El caso es que desde el gran ventanal en forma de arco de la sala de fitness, además del campo de volley playa y del césped donde la gente toma el sol en verano, se ve un rincón de los andenes. Está corriendo en la cinta como de costumbre cuando, detrás del vidrio mojado, le parece ver la cabeza rubia de la chica. Pasea por el andén. “Bueno”, piensa, “ya sale”. No baja la mirada, la sigue paternalmente mientras sus piernas mantienen el fuerte ritmo que se ha impuesto. Pero de repente una mancha oscura alcanza por detrás la chica y parece que le agarre. “¡Ostia!”. Para en seco y se acerca al vidrio. La imagen es algo borrosa pero sí, parece que están forcejando. Pega la cara al vidrio y su respiración acelerada aumenta aún más: la está sacudiendo. “¡No, no!” grita fuerte dando golpes en el vidrio. La gente lo mira, no entiende nada, “pero qué pasa amb aquest noi?”. “¡Le está pegando!”, grita con fuerza antes de salir corriendo. ¿Quién? ¿Dónde? La gente ocupa en un segundo su puesto delante del vidrio. Alguien sugiere llamar a la policía, pero otro dice que seguro que el chico ha bajado a llamar a la guardia urbana. Pero no, la verdad que no lo ha pensado. Se ha lanzado a la carrera para detener esa mancha oscura. Corre más que en la cinta por el pasillo que le lleva fuera del gym y por todo lo largo de la estación hasta llegar al punto donde vio la cabeza rubia. Una distancia que parece infinita. El corazón se le sale por el esfuerzo y la adrenalina, pero se detiene solo cuando llega al punto donde la había visto. Pero no hay nadie contra quien lanzarse, no hay nadie que poder salvar. “¡Mierda!” y se lleva las manos a la cabeza empapada de sudor y de lluvia. “Mierda” repite de nuevo cuando gira, mira por un lado y por otro y no ve a nadie. Se acerca a una gente un poco apartada y pregunta con fuerza: “¿Han visto una chica forcejeando con un hombre?”. Son una familia china, unos chiquillos que fuman un porro, unas señoras anglosajonas algo mayores.
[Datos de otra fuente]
PR #860, opened 2022-02-22
feat(design): add new icons to atlantis -- (Minor) Feature Release

jlapstra:
## Motivations

- The filter Icon is needed for Communigrade work, and while including the icon we have included two others that were also added by the design team!
- Followed these directions: https://jobber.atlassian.net/wiki/spaces/DES/pages/1658585445/Technical+Guide+Adding+an+icon+to+Jobber+s+design+system#Adding-to-Atlantis

## Changes

- Three new icons have been added to atlantis

### Added

- PaperClip, Image and Filter icons

## Testing

Make sure that you can go to the Icons page in Atlantis and see three new icons: Paperclip, Image and Filter.

---

[In Atlantis we use Github's built in pull request reviews](https://help.github.com/en/articles/about-pull-request-reviews).

Random photo of Atlantis

PR #923, opened 2022-10-12
JOB-55676 Add Future, Filter, Recurring, Back to Today & Recurring Icons

JoshMacSween:
## Motivations
We needed to add new icons to help our users interact with our new features, for example, the `recurring` icon will be used when a user is attempting to delete a recurring task. 

## Changes
Several icons have been added to the repository. 

#### New Icons
- `Recurring`
- `Filter`
- `Future`
- `Back-to-Today`

---

Random photo of Atlantis


package-lock.json
```diff
@@ -2749,7 +2749,7 @@
       "requires": {
         "@jobber/design": "^0.25.2",
         "@jobber/formatters": "^0.2.0",
-        "@jobber/hooks": "^1.11.0",
+        "@jobber/hooks": "^1.12.0",
```
jcw-, line 2752: If you're just adding icons, it is unexpected to see dependency changes here - not sure if including this file in your PR was intentional?

packages/design/src/icons/iconMap.ts
```diff
@@ -5,552 +5,409 @@
...
+    "back-to-today": [
+      "M682.667 128c-23.565 0-42.667 19.103-42.667 42.667v42.667h-256v-42.667c0-23.564-19.103-42.667-42.667-42.667s-42.667 19.103-42.667 42.667v42.667h-85.333c-47.128 0-85.333 38.205-85.333 85.333v512c0 47.13 38.205 85.333 85.333 85.333h597.333c47.13 0 85.333-38.204 85.333-85.333v-512c0-47.128-38.204-85.333-85.333-85.333h-85.333v-42.667c0-23.564-19.102-42.667-42.667-42.667zM810.667 298.667v85.333h-597.333v-85.333h597.333zM213.333 469.333h597.333v341.333h-597.333v-341.333zM704 640c-35.345 0-64-28.655-64-64s28.655-64 64-64c35.345 0 64 28.655 64 64s-28.655 64-64 64z"
     ],
     "recurring": [
```
jcw-, line 19: The modifications to this file are extensive - much more than just adding the four or five new icons mentioned in the PR description. Are all the changes to the existing icons expected?

chris-at-jobber:
Naming suggestion:

- "back-to-today" can just be "today"

packages/design/src/icons/iconMap.ts
chris-at-jobber: This looks unexpected, for reference here's a previous icon update that only touches the vectors of existing icons:

https://github.com/GetJobber/atlantis/pull/860/files

That said there were some issues on the IcoMoon side of generating the updated icons so I wouldn't be surprised if something ended up being re-drawn :thinking:

The icons themselves look as expected when I can convince this to build locally:
image

chris-at-jobber: This could explain the abundance of snapshot failures as the icons are being redrawn marginally differently, even when the "right icon" is being rendered.

chris-at-jobber:
In the PR description it says we're adding `recurring` but that's already available:

image

https://atlantis.getjobber.com/components/icon

packages/design/src/icons/iconMap.ts
JoshMacSween: Thank you @jcw- for the feedback. It's strange that these changes are unexpected, as I only ran the command `npm run convertIcoMoon` on the json file in the `jobberIcons` folder as instructed in the documentation. There was also a similar change to the `package-lock.json` file in a previous PR that I found so I thought that I should push the `package-lock.json` file as well. Should it be removed?

JoshMacSween:
@chris-at-jobber I have been unable to get to the icons page in the CloudFlare build, which is one of the reasons I reached out. I just went to master and ran the same command and there were still extensive changes to the `iconMap` file, but no change to the `package-lock.json` file, so I feel like I should revert that change.

JoshMacSween:
> In the PR description it says we're adding `recurring` but that's already available:
> 
> image
> 
> https://atlantis.getjobber.com/components/icon



> Naming suggestion:
> 
> * "back-to-today" can just be "today"

I wonder if this would need to be changed in icoMoon, because if I just change it in `iconMap`, the next time someone generates the fonts, the name will be different. Similar to the double icon name `recurring`. Maybe it could be renamed to something like `recurring-item`? 🤔

chris-at-jobber:
What does the "other" recurring icon look like? I'm not aware of any other new ones being introduced. I would expect:

image

packages/design/src/icons/iconMap.ts
jcw-: i probably would (looks like you already have!), to keep this PR more straight forward / easier to test

chris-at-jobber:
@JoshMacSween @jcw- new PR with some notes based on Rodrigo and myself doing some investigation this afternoon:

https://github.com/GetJobber/atlantis/pull/924#issuecomment-1278238396

jcw-:
@chris-at-jobber makes sense - thanks for following up!

jcw-:
https://github.com/GetJobber/atlantis/pull/924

Imita el gesto de empujar a alguien imaginario por si no han entendido sus palabras. No, nadie se ha enterado de nada. “No puede ser, no puede ser”, repite. “¡Imbécil!” dice a sí mismo en voz alta pensando que antes habría tenido que insistir en acompañar a la chica, por lo menos hasta que cogiera el autobús. Se lleva de vuelta las manos a la cabeza y se detiene un momento a pensar bajo la lluvia. Tira un respiro hondo y esta vez sí, se dirige a la policía.
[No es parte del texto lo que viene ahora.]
PR #932, opened 2022-11-09
feat(components): MultiSelect component

CHPrado:
## Motivations

Add new MultiSelect component to have the ability to select multiple options in a list

### Added

MultiSelect Component with the following features:
- Options displayed as a list of checkboxes;
- Custom default Label, Custom All options selected Label;
- The MultiSelect trigger element contains a downward-pointing-arrow to hint that it can be expanded;
- Users are able to focus the MultiSelect trigger element by using the Tab key;
- Users should be able to display the options by using the Space or Enter/Return keys;
- Users should be able to navigate through the options by using Tab or ArrowDown/ArrowUp keys and check/uncheck them by using Space or Enter/Return keys;
- Users can press the Escape key, click out of the component or click the trigger again to close the menu;
- Features and behavior are announced to the user when using a screen reader;

### Changed

- 

### Deprecated

- 

### Removed

- 

### Fixed

- 

### Security

- 

## Testing

---

Random photo of Atlantis

### DIFF
--- a/packages/components/src/MultiSelect/DropDownMenu.css
+++ b/packages/components/src/MultiSelect/DropDownMenu.css
@@ -1,0 +1,28 @@
+.dropDownMenuContainer {
+  display: flex;
+  position: absolute;
+  z-index: var(--elevation-menu);
+  width: 100%;
+  max-height: 300px;
+  box-shadow: var(--shadow-base);
+  padding-bottom: var(--space-smaller);
+  border: var(--border-base) solid var(--color-border);
+  border-radius: var(--radius-large);
+  overflow: auto;
+  background-color: var(--color-surface);
+  flex-direction: column;
+  scroll-behavior: smooth;
+}
+
+.option {
+  width: 100%;
+  padding: var(--space-small) var(--space-base) 0;
+  cursor: pointer;
+  transition: all var(--timing-base);
+}
+
+.option:focus,
+.option.active {
+  background-color: var(--color-surface--hover);
+  outline-color: var(--color-focus);
+}
--- a/packages/components/src/MultiSelect/DropDownMenu.css
+++ b/packages/components/src/MultiSelect/DropDownMenu.css
@@ -7,7 +7,6 @@
   box-shadow: var(--shadow-base);
   margin: 0;
   padding: 0;
-  padding-bottom: var(--space-smaller);
   border: var(--border-base) solid var(--color-border);
   border-radius: var(--radius-large);
   overflow: auto;
@@ -21,8 +20,9 @@
 }
 
 .option {
+  display: flex;
   width: 100%;
-  padding: var(--space-small) var(--space-base) 0;
+  padding: var(--space-small) var(--space-base);
   cursor: pointer;
   transition: all var(--timing-base);
 }
--- a/packages/components/src/MultiSelect/DropDownMenu.css
+++ b/packages/components/src/MultiSelect/DropDownMenu.css
@@ -5,6 +5,8 @@
   width: 100%;
   max-height: 300px;
   box-shadow: var(--shadow-base);
+  margin: 0;
+  padding: 0;
   padding-bottom: var(--space-smaller);
   border: var(--border-base) solid var(--color-border);
   border-radius: var(--radius-large);
@@ -12,6 +14,10 @@
   background-color: var(--color-surface);
   flex-direction: column;
   scroll-behavior: smooth;
+}
+
+.dropDownMenuContainer li {
+  list-style: none;
 }
 
 .option {
--- a/packages/components/src/MultiSelect/DropDownMenu.css
+++ b/packages/components/src/MultiSelect/DropDownMenu.css
@@ -3,7 +3,7 @@
   position: absolute;
   z-index: var(--elevation-menu);
   width: 100%;
-  max-height: 300px;
+  max-height: calc(var(--space-extravagant) * 5);
   box-shadow: var(--shadow-base);
   margin: 0;
   padding: 0;
--- a/packages/components/src/MultiSelect/MultiSelect.css
+++ b/packages/components/src/MultiSelect/MultiSelect.css
@@ -1,0 +1,13 @@
+.multiSelectContainer {
+  position: relative;
+  width: 100%;
+}
+
+.multiSelectContainer:hover,
+.multiSelectContainer input {
+  cursor: pointer;
+}
+
+.multiSelectContainer.active {
+  box-shadow: var(--shadow-focus);
+}
--- a/packages/components/src/MultiSelect/MultiSelect.css
+++ b/packages/components/src/MultiSelect/MultiSelect.css
@@ -31,6 +31,8 @@
   caret-color: transparent;
 }
 
+.multiSelect:focus,
 .multiSelect.active {
   box-shadow: var(--shadow-focus);
+  outline-color: transparent;
 }
--- a/packages/components/src/MultiSelect/MultiSelect.css
+++ b/packages/components/src/MultiSelect/MultiSelect.css
@@ -34,5 +34,5 @@
 .multiSelect:focus,
 .multiSelect.active {
   box-shadow: var(--shadow-focus);
-  outline-color: transparent;
+  outline: none;
 }
--- a/packages/components/src/MultiSelect/MultiSelect.css
+++ b/packages/components/src/MultiSelect/MultiSelect.css
@@ -5,18 +5,15 @@
 
 .multiSelect {
   display: flex;
+  flex-direction: row;
+  justify-content: space-between;
+  align-items: center;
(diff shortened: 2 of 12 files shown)


chris-at-jobber:
Some design and a11y notes:

Design: minor 🟡 
- I think in the proposal we were planning to truncate overflowing labels
image
- I don't think the arrow needs to flip when the menu opens. That's more of a Disclosure component pattern than a Select pattern

Accessibility: major 🔴 
- We should drop the use of a text input for this component. When I use a screen-reader, it announces the element as a text input, and it sets my cursor into the labels, which I cannot edit.
- I cannot access the selection options without using my mouse. When the user activates the selection menu, we should set focus to the first element in the list and the user should be able to navigate by keyboard, as well as close the menu by selecting the `esc` key. Maybe we consider using a `button` element internally?
- there's no indication to the user that they can use this element to make selections. For the menu, since we're unable to use native HTML `select`, we should consider using [aria-multiselectable](https://developer.mozilla.org/en-US/docs/Web/Accessibility/ARIA/Attributes/aria-multiselectable#:~:text=The%20aria%2Dmultiselectable%20attribute%20is,one%20item%20at%20a%20time.) or whatever is most appropriate to convey the expected usage to the user

chris-at-jobber (changes requested):
Some significant issues around semantic element usage and keyboard operation that need to be addressed, visually looking pretty good so far!

packages/components/src/MultiSelect/MultiSelect.css
```diff
@@ -0,0 +1,13 @@
+.multiSelectContainer {
+  position: relative;
+  width: 100%;
+}
+
+.multiSelectContainer:hover,
+.multiSelectContainer input {
+  cursor: pointer;
```
rodrigoeidelvein, line 8:
```suggestion
  cursor: pointer;
  caret-color: transparent;
```

rodrigoeidelvein (commented):
Code overall looks good! Nice work here!

Just a minor comment and a suggestion:
Can we dismiss the select when the user clicks outside of the component too? Currently we can only close it if we click again on the  `MultiSelect`

packages/components/src/MultiSelect/MultiSelect.css
CHPrado: Thank you for the suggestion, Rodrigo. It was implemented with the outside click

chris-at-jobber:
Seeing new issues introduced by using a `div` as the trigger: https://loom.com/share/7e71b910936c4353bcb9aea7ebb08c65

In summary:

- user needs to be able to focus the trigger element using the tab key
- trigger element should announce itself as an appropriate interactive element type when focused
- label should be announced when the trigger element is focused
- user needs to be able to activate the popup by pressing space or enter/return on the trigger element
- once opened, popup should be announced to screenreader
- focus should be set to the first checkbox element upon the popup opening
- user needs to be able to operate the checkboxes with the space key; `return` key is non-standard behaviour for checkbox selection
- when user presses `esc` to close the menu, focus needs to return to the trigger element

chris-at-jobber (dismissed):
Looking better! A few things left to address, visually + a11y-wise.

## Visual

### Focus state is incorrect/inconsistent

Focus:
image

Activated and focused:
image

Activated and focused within the popover:
image

The expected appearance in all 3 of those states would be:
image

### Hover state on checkboxes

When I hover the checkboxes in the popover, I'm seeing the focus state. Checkbox does not have a hover state other than the cursor changing; the background color of the list items changing is sufficient to convey to the user that they're hovering.
image

### Alignment of checkboxes

The spacing around the checkboxes is inconsistent (10 above, 6 below), should be `small` above and below:
image


## Accessibility

### Activator role
Currently the activator is read by screenreaders as "{Label(s)} button group". It's not apparent what the labels represent or that the button will offer multi-select functionality.

I think we should move the aria-multi-selectable role onto the activator, and add a "has pop-up" attribute, so that it's more apparent that:
- this button triggers a pop-up
- this button enables multi-select functionality

With the aria-multiselectable currently set to the popup, I feel it's less useful as the user is immediately set to focus on a checkbox, which implies that selections are available.

I think it would also be valuable to add a required `aria-label` string prop that will announce a label to screen-readers so they don't just hear the visible label (which is the currently selected contents).

chris-at-jobber:
@CHPrado this is great! One small refinement would be to use the value of `defaultLabel` as the `ariaLabel` value unless the user specifies otherwise. That way even when the user has made selections, they'll still hear the label for the options.

Using the current first example, when I have made selections and don't pass in ariaLabel I hear: 

"Warnings, Ignored"

If the defaultLabel value were passed in to the ariaLabel I would hear:

"Status: Warnings, Ignored"

And if I wanted to use something else for the ariaLabel, it could be something like

"Status filters: Warnings, Ignored"

I suppose another approach could just be to remove the ariaLabel as a prop and always use the `defaultValue` for the ariaLabel since that's already required, as that removes a bit of overhead from the consuming developer. What do you think?

packages/components/src/MultiSelect/MultiSelect.mdx
```diff
@@ -0,0 +1,134 @@
...
+html select would.
+
+<!--
+  How should the component behave on an iPhone 8? An iPad? A 1920x1080 monitor? How does the
+  component appear when the component itself is less than 375px wide? Less than 640px wide?
+  Less than 1200px wide? Greater than 1200px? Does it change when the device DPI is higher
+  or lower?
+-->
+
+## Mockup
```
chris-at-jobber, line 119: Can remove this section

packages/components/src/MultiSelect/MultiSelect.mdx
```diff
@@ -0,0 +1,134 @@
...
+options within a list of items.
+
+A user can click on the element to expand it and display the multiple options.
+The element will display the selected options or the placeholder text if none
+are selected.
+
+Every time an option is checked or unchecked a behavior can be triggered using
+the onChange prop
+
+<!--
```
chris-at-jobber, line 82: general: all of these commented out bits can be removed

packages/components/src/MultiSelect/MultiSelect.css
```diff
@@ -0,0 +1,38 @@
...
+}
+
+.multiSelect p {
+  overflow: hidden;
+  text-overflow: ellipsis;
+  white-space: nowrap;
+}
+
+.multiSelectContainer:hover,
+.multiSelectContainer.multiSelect {
```
chris-at-jobber, line 29: Do we still need these input-specific stylings since the component no longer uses a FormField internally?

packages/components/src/MultiSelect/DropDownMenu.css
```diff
@@ -0,0 +1,34 @@
+.dropDownMenuContainer {
+  display: flex;
+  position: absolute;
+  z-index: var(--elevation-menu);
+  width: 100%;
+  max-height: 300px;
```
chris-at-jobber, line 6: Can we replace this with a unit based our space variables? Will allow it to resize on browser zoom in/out.

packages/components/src/MultiSelect/MultiSelect.css
```diff
@@ -0,0 +1,38 @@
...
+  border-radius: var(--radius-base);
+  overflow: hidden;
+  text-overflow: ellipsis;
+  white-space: nowrap;
+  flex-direction: row;
+  justify-content: space-between;
+  align-items: center;
+}
+
+.multiSelect p {
```
chris-at-jobber, line 22: Since we're using Text in the component and Text already has [truncation baked in](https://job-55182-multiselect-dropdo.atlantis.pages.dev/packages-components-src-text-text#maxlines) do we need this?

chris-at-jobber (commented):
@CHPrado also left some minor styling-code and documentation cleanup opportunities. Those could be fast-follows but I think there's some CSS that we no longer need with the changes from the past few rounds of revisions.

packages/components/src/MultiSelect/MultiSelect.css
CHPrado: yes, without it I can still see the blinking cursor in front of the text even though it is not an input text anymore

CHPrado:
> I suppose another approach could just be to remove the ariaLabel as a prop and always use the `defaultValue` for the ariaLabel since that's already required, as that removes a bit of overhead from the consuming developer. What do you think?

@chris-at-jobber I agree with this last part, so I'll remove the `ariaLabel` prop and use the `defaultValue` and the selected options so we could hear something like:

"Status: Warnings, Ignored"

chris-at-jobber (commented):
Design approved + all of the styling code looks great. I'd like to have an engineer look over the tests, so I've tagged @amia-real for a final code review.

amia-real (approved):
LGTM!

chris-at-jobber:
Thanks for your work on this @CHPrado !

Después de que le hayan tomado declaración, de haber vuelto al gym y haberse pegado una ducha, está saliendo por fin a la vuelta de casa. Ha parado de llover. Está subiendo la cuesta hacia la calle Nápols, cuando casi se choca con el carro que un hombre empuja con fuerza para superar la bajada del parking. Es un hombre mayor, no sabe si consumido por la edad o por la vida en la calle. Le mira fijamente a los ojos y le dice: “No la pudiste salvar”. “¿Cómo?”, pregunta sorprendido. “No la pudiste salvar”, repite marchándose rápido con el carro. “¿Pero lo viste? ¡Espera! ¡Tienes que testificar!”, le grita. El hombre no para y el chico le va detrás. “Se salvó sola”, añade y sigue una carcajada. “Le dio una buena patada en los huevos y salió corriendo”. Otro trueno fuerte, vuelve a llover. “Pero estará ahí fuera con el que le busca”, dice el chico. “¡Que va! Se escondió detrás de mis cartones. Este cerdo no vino a buscarla allí, sólo me miró con cara de asco”, ríe de vuelta exhibiendo unos dientes negruzcos. “Cogió el autobús a último momento, por si el tío estaba merodeando aún”. “¿Entonces está bien? ¿Se pudo ir?”, interroga de nuevo él. “Claro, hombre”, le mira extrañado y pregunta: “¿qué pensabas?”. Ríe de nuevo y sigue empujando su carro bajo la lluvia. El chico no le sigue más, da media vuelta y tira para casa. Sigue sin ser un héroe, pero se siente mejor.